■ The task ■
Search the records for the string "state" and copy every line in which it appears.

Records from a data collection
⟨

PR #3858, opened 2017-06-13
Restore `bencode` library to vanilla state

sharkykh:
* Restore lib `bencode` to **vanilla** state + update libs list
* Handle 'data after valid prefix' exception where bencode is used

Tested by raising a similar exception outside of SickRage.


sharkykh:
Shoot. bencode won't return the value if it's the exception's raised.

⟩

■ Solution for this exercise ■
Restore `bencode` library to vanilla state
* Restore lib `bencode` to **vanilla** state + update libs list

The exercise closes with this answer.